─── SUPPLIED RECORDS

Issue #1805, opened 2025-10-29
NPE in S3ArchivePlugin when HistoricalBlockFacility cannot retrieve a block


Nana-EC:
### Description

In recent previewnet testing we observed an NPE in the S3ArchivePlugin which was preventing tar uploads

```
java.lang.NullPointerException: Cannot invoke "org.hiero.block.node.spi.historicalblocks.BlockAccessor.blockUnparsed()" because the return value of "org.hiero.block.node.spi.historicalblocks.HistoricalBlockFacility.block(long)" is null
2025-10-28 00:46:01.806	at org.hiero.block.node.archive.s3cloud@0.21.1/org.hiero.block.node.archive.s3.S3ArchivePlugin.uploadBlocksTar(S3ArchivePlugin.java:250)
```

The issue seems to be because the block being accessed is not present on the BN.

### Steps to Reproduce

1. Enable S3ArchivePlugin with appropriate configs
2. Set earliest managed blocknode above the initial range of 0-99999
3. Start block node
4. Publish blocks with a starting block above 99999
5. observe error

### Additional context

This is a valid case for Tier 2 and testing scenarios but not expected to occur in Tier 1.

S3 plugin should have similar behaviour to the resolution for https://github.com/hiero-ledger/hiero-block-node/issues/1758. That is it should be resilient and progress forward

Issue #1629, opened 2025-09-16
bug(archive): Unable to upload archive block batch


AlfredoG87:
### Description

Did a GCP deployment for `previewnet-archive0` and connected to a local solo deployment and it is collecting blocks.

Since this is intended to test out the `archive` path flow, I set the Batch size of an archive batch to `1000` instead of the default `100_000` blocks.

when my CN solo deploy reached the 1000 blocks it failed with the following error:

```
2025-09-16 00:38:41.582+0000 INFO    [org.hiero.block.node.archive.s3.S3ArchivePlugin lambda$scheduleBatchArchiving$1] Uploading archive block batch: 0-999
2025-09-16 00:38:41.643+0000 SEVERE  [org.hiero.block.node.archive.s3.S3ArchivePlugin lambda$scheduleBatchArchiving$1] Failed to upload archive block batch: null
java.lang.NullPointerException
```

### Steps to Reproduce

reproduce k8s deployment with archive configuration as noted here:
https://www.notion.so/swirldslabs/Simulation-of-Deployment-of-Partial-History-Node-for-Previewnet-Testnet-2637c9ab259180d7ad8ee8bba87303be#2637c9ab259180a590c1d02621f31881

### Additional context

see complete logs

[previewnet-arvhive0-0.18.0.log](https://github.com/user-attachments/files/22353543/previewnet-arvhive0-0.18.0.log)

AlfredoG87:
Also there is an issue with block `53` of this run, maybe it became corrupted... bug still showing in `0.18.0` :(

PR #1827, opened 2025-11-04
fix: Unable to Upload Archive Block Batch

ata-nas:
* Refactored the plugin and extracted an upload task
* Tests now run async
* We no longer silence exceptions from an upload run
* Introduced an executor service to help us manage uploads
* Cleaned up message formatting
* Best effort attempt (for now) to mitigate NPEs when gaps are detected
* Added tests:
  * Test for not throwing exceptions when an upload task completed
    exceptionally

Explores #1629 
Fixes: #1805  

## Reviewer Notes

With this PR I aim to refactor the plugin so we no longer silence exceptions and we have a much cleaner plugin to run with.

Here is an artificially induced NPE (I hard-coded `null` as the value for the block iterator in the tarred iterator) just to showcase what we will start seeing from now on:

image

Since we do not know yet the actual cause of the NPE (my guess is that a block was missing so a block accessor was mapped to null), we cannot really solve the issue, we see the log for the missing block accessor, but also a simple null afterwards which has no stacktrace.

We should probably proceed with this intermediate improvement and run the deployments again where we expect to hit the actual exception.

### DIFF
--- a/block-node/s3-archive/src/main/java/org/hiero/block/node/archive/s3/S3ArchivePlugin.java
+++ b/block-node/s3-archive/src/main/java/org/hiero/block/node/archive/s3/S3ArchivePlugin.java
@@ -255,7 +255,7 @@ public class S3ArchivePlugin implements BlockNodePlugin, BlockNotificationHandle
         private static final String END_UPLOAD_MESSAGE = "Finished uploading archive block batch: {0} - {1}";
 
         @Override
-        public Void call() throws Exception {
+        public Void call() throws S3ClientInitializationException, S3ResponseException, IOException {
             // Check the nextBatchStartBlockNumber is less than lastArchivedBlockNumber, ie is this a duplicate
             // batch and
             // already been archived. That can happen as the archive job has not been completed for a batch and
@@ -266,16 +266,23 @@ public class S3ArchivePlugin implements BlockNodePlugin, BlockNotificationHandle
                 LOGGER.log(DEBUG, START_UPLOAD_MESSAGE, nextBatchStartBlockNumber, nextBatchEndBlockNumber);
                 try (final S3Client s3Client = createClient(archiveConfig)) {
                     // fetch the blocks from the persistence plugins and archive
-                    uploadBlocksTar(s3Client, nextBatchStartBlockNumber, nextBatchEndBlockNumber);
-                    // write the latest archived block number to the archive
-                    s3Client.uploadTextFile(
-                            LATEST_ARCHIVED_BLOCK_FILE,
-                            LATEST_FILE_STORAGE_CLASS,
-                            String.valueOf(nextBatchEndBlockNumber));
-                    // update the last archived block number
-                    lastArchivedBlockNumber.set(nextBatchEndBlockNumber);
-                    // log completed
-                    LOGGER.log(DEBUG, END_UPLOAD_MESSAGE, nextBatchStartBlockNumber, nextBatchEndBlockNumber);
+                    if (uploadBlocksTar(s3Client, nextBatchStartBlockNumber, nextBatchEndBlockNumber)) {
+                        // write the latest archived block number to the archive
+                        s3Client.uploadTextFile(
+                                LATEST_ARCHIVED_BLOCK_FILE,
+                                LATEST_FILE_STORAGE_CLASS,
+                                String.valueOf(nextBatchEndBlockNumber));
+                        // update the last archived block number
+                        lastArchivedBlockNumber.set(nextBatchEndBlockNumber);
+                        // log completed
+                        LOGGER.log(DEBUG, END_UPLOAD_MESSAGE, nextBatchStartBlockNumber, nextBatchEndBlockNumber);
+                    } else {
+                        LOGGER.log(
+                                INFO,
+                                "Could not upload archive block batch: {0} - {1}",
+                                nextBatchStartBlockNumber,
+                                nextBatchEndBlockNumber);
+                    }
                 }
             }
             return null;
@@ -291,9 +298,10 @@ public class S3ArchivePlugin implements BlockNodePlugin, BlockNotificationHandle
          * @param s3Client the S3 client to use for uploading the blocks
          * @param startBlockNumber the first block number to upload
          * @param endBlockNumber the last block number to upload, inclusive
+         * @return true if the upload was successful, false otherwise
          */
-        private void uploadBlocksTar(final S3Client s3Client, final long startBlockNumber, final long endBlockNumber)
-                throws IllegalStateException, S3ResponseException, IOException {
+        private boolean uploadBlocksTar(final S3Client s3Client, final long startBlockNumber, final long endBlockNumber)
+                throws S3ResponseException, IOException {
             // The HTTP client needs an Iterable of byte arrays, so create one from the blocks
             final List<BlockAccessor> accessors = new ArrayList<>();
             for (long i = startBlockNumber; i <= endBlockNumber; i++) {
@@ -302,15 +310,14 @@ public class S3ArchivePlugin implements BlockNodePlugin, BlockNotificationHandle
                     accessors.add(accessor);
                 } else {
                     LOGGER.log(WARNING, GAP_FOUND_MESSAGE, i, startBlockNumber, endBlockNumber);
-                    return;
+                    return false;
                 }
             }
             final Iterator<BlockAccessor> blocksIterator = accessors.iterator();
             final Iterator<byte[]> tarBlocks = new TaredBlockIterator(Format.ZSTD_PROTOBUF, blocksIterator);
             // fetch the first blocks consensus time so that we can place the file in a directory based on year and
             // month
-            final BlockUnparsed firstBlock =
-                    context.historicalBlockProvider().block(startBlockNumber).blockUnparsed();
+            final BlockUnparsed firstBlock = accessors.getFirst().blockUnparsed();
             final ZonedDateTime firstBlockConsensusTime;
             try {
                 final Bytes headerBytes = firstBlock.blockItems().getFirst().blockHeader();
@@ -340,6 +347,7 @@ public class S3ArchivePlugin implements BlockNodePlugin, BlockNotificationHandle
                     .formatted(basePath, yearMonthDate, filePrefix, startBlockNumberFormatted, endBlockNumberFormatted);
             // Upload the blocks to S3
             s3Client.uploadFile(objectKey, archiveConfig.storageClass(), tarBlocks, "application/x-tar");
+            return true;
         }
     }
 }
--- a/block-node/base/src/main/java/org/hiero/block/node/base/s3/S3Client.java
+++ b/block-node/base/src/main/java/org/hiero/block/node/base/s3/S3Client.java
@@ -141,11 +141,9 @@ public final class S3Client implements AutoCloseable {
 
     /**
      * Closes the HTTP client.
-     *
-     * @throws Exception if an error occurs while closing the client
      */
     @Override
-    public void close() throws Exception {
+    public void close() {
         this.httpClient.close();
     }
 
@@ -595,7 +593,8 @@ public final class S3Client implements AutoCloseable {
                 case PUT -> requestBuilder.PUT(HttpRequest.BodyPublishers.ofByteArray(requestBody));
                 case GET -> requestBuilder.GET();
                 case DELETE -> requestBuilder.DELETE();
-                default -> throw new IllegalArgumentException("Unsupported HTTP method: " + httpMethod);};
+                default -> throw new IllegalArgumentException("Unsupported HTTP method: " + httpMethod);
+            };
             requestBuilder = requestBuilder.headers(localHeaders.entrySet().stream()
                     .flatMap(entry -> Stream.of(entry.getKey(), entry.getValue()))
                     .toArray(String[]::new));
--- a/block-node/s3-archive/src/main/java/module-info.java
+++ b/block-node/s3-archive/src/main/java/module-info.java
@@ -18,7 +18,6 @@ module org.hiero.block.node.archive.s3cloud {
     requires org.hiero.block.node.base;
     requires org.hiero.block.protobuf.pbj;
     requires com.github.spotbugs.annotations;
-    requires java.logging;
     requires java.management;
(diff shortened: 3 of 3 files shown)


block-node/s3-archive/src/main/java/org/hiero/block/node/archive/s3/S3ArchivePlugin.java
```diff
@@ -177,104 +203,123 @@ public void handlePersisted(final PersistedNotification notification) {
...
+         * @param s3Client the S3 client to use for uploading the blocks
+         * @param startBlockNumber the first block number to upload
+         * @param endBlockNumber the last block number to upload, inclusive
+         */
+        private void uploadBlocksTar(final S3Client s3Client, final long startBlockNumber, final long endBlockNumber)
+                throws IllegalStateException, S3ResponseException, IOException {
+            // The HTTP client needs an Iterable of byte arrays, so create one from the blocks
+            final Iterator<BlockAccessor> blocksIterator = LongStream.range(startBlockNumber, endBlockNumber + 1)
+                    .mapToObj(blockNumber -> context.historicalBlockProvider().block(blockNumber))
+                    .iterator();
```
ata-nas: This is probably the culprit for the NPE but cannot be proven until we run the tests again with the improvements from this PR which will show much more information.

What I reckon is happening is that this for loop will map to null the block accessors for blocks which are missing (which is intended). So in order to ensure no gaps, we need to have all blocks present and cannot really rely on the accessors and/or others providing for us. We do have plans to change drastically the logic for the archiving and we will be uploading data as it comes available, so the approach here might be completely redundant in the near future.

block-node/s3-archive/src/main/java/org/hiero/block/node/archive/s3/S3ArchivePlugin.java
```diff
@@ -177,104 +215,123 @@ public void handlePersisted(final PersistedNotification notification) {
...
+                            LATEST_ARCHIVED_BLOCK_FILE,
+                            LATEST_FILE_STORAGE_CLASS,
+                            String.valueOf(nextBatchEndBlockNumber));
+                    // update the last archived block number
+                    lastArchivedBlockNumber.set(nextBatchEndBlockNumber);
+                    // log completed
+                    LOGGER.log(
+                            INFO,
+                            "Uploaded archive block batch: " + nextBatchStartBlockNumber + "-"
+                                    + nextBatchEndBlockNumber);
```
jsync-swirlds: Also debug and placeholders.

block-node/s3-archive/src/main/java/org/hiero/block/node/archive/s3/S3ArchivePlugin.java
```diff
@@ -177,104 +215,123 @@ public void handlePersisted(final PersistedNotification notification) {
...
+                final BlockNodeContext context) {
+            this.nextBatchStartBlockNumber = nextBatchStartBlockNumber;
+            this.nextBatchEndBlockNumber = nextBatchEndBlockNumber;
+            this.archiveConfig = archiveConfig;
+            this.lastArchivedBlockNumber = lastArchivedBlockNumber;
+            this.context = context;
+        }
+
+        @Override
+        public Void call() throws Exception {
```
jsync-swirlds: You can be more specific than the interface, and absolutely should be.

block-node/s3-archive/src/main/java/org/hiero/block/node/archive/s3/S3ArchivePlugin.java
jsync-swirlds: Do you mean the one at the end?
That is within the lambda and most likely line 223 (before your updates).

block-node/s3-archive/src/main/java/org/hiero/block/node/archive/s3/S3ArchivePlugin.java
```diff
@@ -177,104 +215,123 @@ public void handlePersisted(final PersistedNotification notification) {
...
+                throw new IllegalStateException("Failed to parse Block Header from first block", e);
+            }
+
+            // Upload the blocks to S3
+            s3Client.uploadFile(
+                    archiveConfig.basePath() + "/" + YEAR_MONTH_FORMATTER.format(firstBlockConsensusTime)
+                            + "/"
+                            + FILE_PREFIX_FORMATTER.format(firstBlockConsensusTime)
+                            + blockNumberFormated(startBlockNumber)
+                            + "-" + blockNumberFormated(endBlockNumber) + ".tar",
```
jsync-swirlds: Ugh, can we use a format string to make this more readable?

block-node/s3-archive/src/main/java/org/hiero/block/node/archive/s3/S3ArchivePlugin.java
```diff
@@ -166,6 +170,28 @@ public void handlePersisted(final PersistedNotification notification) {
             nextStart = nextEnd + 1;
             nextEnd = nextStart + archiveConfig.blocksPerFile() - 1;
         }
+        handleFinishedUploads();
+    }
+
+    private void handleFinishedUploads() {
+        // Poll the active uploads to see if any are finished
+        Future<Void> upload;
```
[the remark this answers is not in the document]
ata-nas: Agreed.

block-node/s3-archive/src/main/java/org/hiero/block/node/archive/s3/S3ArchivePlugin.java
```diff
@@ -166,6 +182,28 @@ public void handlePersisted(final PersistedNotification notification) {
...
+            // Handle the finished upload
+            try {
+                // Call get() to ensure the upload is complete.
+                upload.get();
+            } catch (final CancellationException e) {
+                // If the upload was canceled, log the that event.
+                LOGGER.log(Level.DEBUG, "S3 batch upload cancelled", e);
+            } catch (final ExecutionException e) {
+                // If the upload was canceled or failed, log the exception.
+                LOGGER.log(Level.INFO, "S3 batch upload failed", e);
```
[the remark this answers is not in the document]
ata-nas: I had them merged in the beginning. A cancelled batch is still a failed batch. Will merge again.

block-node/s3-archive/src/main/java/org/hiero/block/node/archive/s3/S3ArchivePlugin.java
```diff
@@ -177,104 +215,123 @@ public void handlePersisted(final PersistedNotification notification) {
...
+            // Check the nextBatchStartBlockNumber is less than lastArchivedBlockNumber, ie is this a duplicate
+            // batch and
+            // already been archived. That can happen as the archive job has not been completed for a batch and
+            // a new
+            // batch is created.
+            if (nextBatchStartBlockNumber > lastArchivedBlockNumber.get()) {
+                // log started
+                LOGGER.log(
+                        INFO,
+                        "Uploading archive block batch: " + nextBatchStartBlockNumber + "-" + nextBatchEndBlockNumber);
```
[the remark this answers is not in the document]
ata-nas: Yeah, these were all copy-pasted. Will improve.

block-node/s3-archive/src/main/java/org/hiero/block/node/archive/s3/S3ArchivePlugin.java
ata-nas: This is so because of the `try-with-resources` which forces me to handle an `Exception` because methods within the construct throw. I agree with your statement, however.

block-node/s3-archive/src/main/java/org/hiero/block/node/archive/s3/S3ArchivePlugin.java
```diff
@@ -101,6 +107,7 @@ public void init(final BlockNodeContext context, final ServiceBuilder serviceBui
                 .createSingleThreadExecutor(
                         "S3ArchiveRunner",
                         (t, e) -> LOGGER.log(ERROR, "Uncaught exception in thread: " + t.getName(), e));
+        activeUploads = new ExecutorCompletionService<>(executorService);
```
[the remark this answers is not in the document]
jsync-swirlds: The future changes will likely be a new plugin so we don't disrupt testing.
Much as we replaced an old publish plugin with a new stream publisher plugin.

block-node/s3-archive/src/main/java/org/hiero/block/node/archive/s3/S3ArchivePlugin.java
jsync-swirlds: That's because `S3Client.close`, _which does not throw checked exceptions_ declares `throws Exception`.  This is why it's important to be specific always for implementations of interfaces.
Remove that and it's cured.

```patch
diff --git a/block-node/base/src/main/java/org/hiero/block/node/base/s3/S3Client.java b/block-node/base/src/main/java/org/hiero/block/node/base/s3/S3Client.java
index 26bd1196..26ee7689 100644
--- a/block-node/base/src/main/java/org/hiero/block/node/base/s3/S3Client.java
+++ b/block-node/base/src/main/java/org/hiero/block/node/base/s3/S3Client.java
@@ -135,24 +135,23 @@ public final class S3Client implements AutoCloseable {
             this.documentBuilderFactory.setFeature(XMLConstants.FEATURE_SECURE_PROCESSING, true);
             this.documentBuilderFactory.setNamespaceAware(true);
         } catch (final Exception e) {
             throw new S3ClientInitializationException(e);
         }
     }
 
     /**
      * Closes the HTTP client.
      *
-     * @throws Exception if an error occurs while closing the client
      */
     @Override
-    public void close() throws Exception {
+    public void close() {
         this.httpClient.close();
     }
 
     /**
      * Lists objects in the S3 bucket with the specified prefix
      *
      * @param prefix The prefix to filter the objects.
      * Use {@link StringUtilities#EMPTY} for a wildcard prefix (list all).
      * @param maxResults The maximum number of results to return.
      * @return A list of object keys.
diff --git a/block-node/s3-archive/src/main/java/org/hiero/block/node/archive/s3/S3ArchivePlugin.java b/block-node/s3-archive/src/main/java/org/hiero/block/node/archive/s3/S3ArchivePlugin.java
index cb490ffe..6de7bdf1 100644
--- a/block-node/s3-archive/src/main/java/org/hiero/block/node/archive/s3/S3ArchivePlugin.java
+++ b/block-node/s3-archive/src/main/java/org/hiero/block/node/archive/s3/S3ArchivePlugin.java
@@ -248,21 +248,21 @@ public class S3ArchivePlugin implements BlockNodePlugin, BlockNotificationHandle
             this.nextBatchEndBlockNumber = nextBatchEndBlockNumber;
             this.archiveConfig = archiveConfig;
             this.lastArchivedBlockNumber = lastArchivedBlockNumber;
             this.context = context;
         }
 
         private static final String START_UPLOAD_MESSAGE = "Uploading archive block batch: {0} - {1}";
         private static final String END_UPLOAD_MESSAGE = "Finished uploading archive block batch: {0} - {1}";
 
         @Override
-        public Void call() throws Exception {
+        public Void call() throws S3ClientInitializationException, S3ResponseException, IOException {
             // Check the nextBatchStartBlockNumber is less than lastArchivedBlockNumber, ie is this a duplicate
             // batch and
             // already been archived. That can happen as the archive job has not been completed for a batch and
             // a new
             // batch is created.
             if (nextBatchStartBlockNumber > lastArchivedBlockNumber.get()) {
                 // log started
                 LOGGER.log(DEBUG, START_UPLOAD_MESSAGE, nextBatchStartBlockNumber, nextBatchEndBlockNumber);
                 try (final S3Client s3Client = createClient(archiveConfig)) {
                     // fetch the blocks from the persistence plugins and archive
@@ -294,21 +294,21 @@ public class S3ArchivePlugin implements BlockNodePlugin, BlockNotificationHandle
         /**
          * Upload a batch of blocks to the tar archive in S3 bucket. This is called when a batch of blocks can
          * be archived.
          *
          * @param s3Client the S3 client to use for uploading the blocks
          * @param startBlockNumber the first block number to upload
          * @param endBlockNumber the last block number to upload, inclusive
          * @return true if the upload was successful, false otherwise
          */
         private boolean uploadBlocksTar(final S3Client s3Client, final long startBlockNumber, final long endBlockNumber)
-                throws IllegalStateException, S3ResponseException, IOException {
+                throws S3ResponseException, IOException {
             // The HTTP client needs an Iterable of byte arrays, so create one from the blocks
             final List<BlockAccessor> accessors = new ArrayList<>();
             for (long i = startBlockNumber; i <= endBlockNumber; i++) {
                 final BlockAccessor accessor = context.historicalBlockProvider().block(i);
                 if (accessor != null) {
                     accessors.add(accessor);
                 } else {
                     LOGGER.log(WARNING, GAP_FOUND_MESSAGE, i, startBlockNumber, endBlockNumber);
                     return false;
                 }
```

block-node/s3-archive/src/main/java/org/hiero/block/node/archive/s3/S3ArchivePlugin.java
```diff
@@ -177,104 +214,140 @@ public void handlePersisted(final PersistedNotification notification) {
...
+            this.lastArchivedBlockNumber = lastArchivedBlockNumber;
+            this.context = context;
+        }
+
+        private static final String START_UPLOAD_MESSAGE = "Uploading archive block batch: {0} - {1}";
+        private static final String END_UPLOAD_MESSAGE = "Finished uploading archive block batch: {0} - {1}";
+
+        @Override
+        public Void call() throws S3ClientInitializationException, S3ResponseException, IOException {
+            // Check the nextBatchStartBlockNumber is less than lastArchivedBlockNumber, ie is this a duplicate
```
Nana-EC: nit: comments read in the opposite from the code.
Could have said somehting like
```suggestion
            // Check the nextBatchStartBlockNumber is greater than lastArchivedBlockNumber before attempting batched upload. If not we assume this is a duplicate and skip attempting upload for this batch as it may already be archived. This can also happen when the archive job has not been completed for a batch and a new batch is created
```

Nana-EC (approved):
Nice refactor for visibility.
Left 2 non-blocking comments for future follow up consideration or backlog tickets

──────

» **ACTIVITY**
When a line in the listing has the string "Unable" in it, return that line.

» **SOLUTION TO THE PROBLEM**
bug(archive): Unable to upload archive block batch
fix: Unable to Upload Archive Block Batch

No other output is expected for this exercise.